Johnsy Mary Louis (Kangwon National University, South Korea) presented a study on identifying and characterizing how Duffy binding ligands and receptors facilitate invasion in non-Laverania Plasmodium species. The study confirmed that Duffy Binding Protein (DBP)-DARC interactions are critical for invasion in P. vivax, P. knowlesi, and P. cynomolgi. Co-immunoprecipitation (Co-IP) results showed species-specific binding: PvDBP-RII interacts with human DARC, PcyDBP1-RII with human DARC, and PkDBPα-RII with both human and monkey DARC. Structural analysis revealed mutations in PkDBPα-RII that affect affinity and key residues like D24 in DARC influence binding. These findings suggest that specific DBP residues affect binding affinity, host selection, and interaction preferences, which could inform vaccine design for P. vivax and related species.

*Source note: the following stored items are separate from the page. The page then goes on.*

PR #395, opened 2022-08-01
More flexibility to put newly added entries in configurable subfolders.

f0rki:
* Added a ini config option named `add-subfolder` to set a default for `--subfolder` on `papis add`
* Made the config option `add-folder-name` s.t., it can create
  subfolders in the library based on document properties, e.g., grouping all papers from a year into subfolder with `{doc[year]}/{doc[title]}`.
* I switched to using `pathlib` from the python standard library for handling the paths instead of using the `os.path` functions.

### DIFF
--- a/config.py
+++ b/config.py
@@ -54,6 +54,7 @@ general_settings = {
 
     "add-confirm": False,
     "add-folder-name": "",
+    "add-subfolder": "",
     "add-file-name": None,
     "add-interactive": False,
     "add-edit": False,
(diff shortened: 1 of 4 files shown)


alejandrogallo:
I'm sorry for the delay, I'll review this today

alejandrogallo:
It looks really great, thank you for condensing everything tidy into one commit and taking the time to concisely document it, I think this is useful for many people.

Cheers!

PR #396, opened 2022-08-14
adds -p/--pick-subfolder option to `papis add`

gouderm:
This pull-request adds the option `-p`/`--pick-subfolder` to the `papis add` command. When using this flag, then the configured picker is called to choose a parent-subfolder. This option can be used together with the `-d`/`--subfolder` flag, to create a new subfolder inside the picked subfolder.

The list of subfolders to pick from is defined by iterating over all documents in the library, setting the parent folder of each document as a subfolder. This leads to the problem of not finding empty subfolders (folders that do not containing any documents) in the library, though this might be also the expected/logical behavior?

### DIFF
--- a/papis/commands/add.py
+++ b/papis/commands/add.py
@@ -250,6 +250,7 @@ def run(paths: List[str],
         folder_name: Optional[str] = None,
         file_name: Optional[str] = None,
         subfolder: Optional[str] = None,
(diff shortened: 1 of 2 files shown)


alejandrogallo:
This looks good, the empty folder behaviour seems right to me, let's go for now with it!
Thanks!f

PR #402, opened 2022-08-31
add: Remove unused out_folder_name variable

alexfikl:
It seems like the `folder_name is None` case was broken when `out_folder_path` was introduced.

This should hopefully fix that, but I haven't tested it :grimacing:

### DIFF
--- a/papis/commands/add.py
+++ b/papis/commands/add.py
@@ -286,8 +286,6 @@ def run(paths: List[str],
     import tempfile
     logger = logging.getLogger('add:run')
 
-    # The folder name of the new document that will be created
-    out_folder_name = None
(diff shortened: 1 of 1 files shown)


papis/commands/add.py
```diff
@@ -315,6 +313,7 @@ def run(paths: List[str],
 
     if not folder_name:
         out_folder_name = get_hash_folder(data, in_documents_paths)
+        out_folder_path = out_folder_path / out_folder_name
```
alexfikl, line 316: `out_folder_name` isn't used anywhere after this point anymore.

alejandrogallo: Good one!

PR #405, opened 2022-10-07
docs: add papis.nvim plugin

jghauser:
I've recently published the first iteration of a [neovim plugin for papis](https://github.com/jghauser/papis.nvim). While definitely still work-in-progress, it's probably quite a bit more advanced than the existing vim plugin and should be stable enough for most. I'm using it myself and am committed to further updating and improving it.


alejandrogallo:
This looks awesome, thank you very much as always.
I would consider deprecating the `papis-vim` stuff in favour of your approach, which just seems much better.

Ababio Grace K (Regent University College of Science and Technology, Ghana) presented a study on Duffy gene polymorphisms in Ghana, Namibia, and Zambia. The research identified -67T>C and 125 G>A mutations, with uninfected individuals showing a fixed Duffy-negative genotype, while infected individuals displayed variations. This suggests P. vivax may use co-infections and alternative invasion pathways. Grace K also highlighted that Plasmodium infections may trigger genetic changes near codon 125, while ACKR1 may also impact hematopoiesis and immune responses, underscoring the need for further research on parasite-host interactions.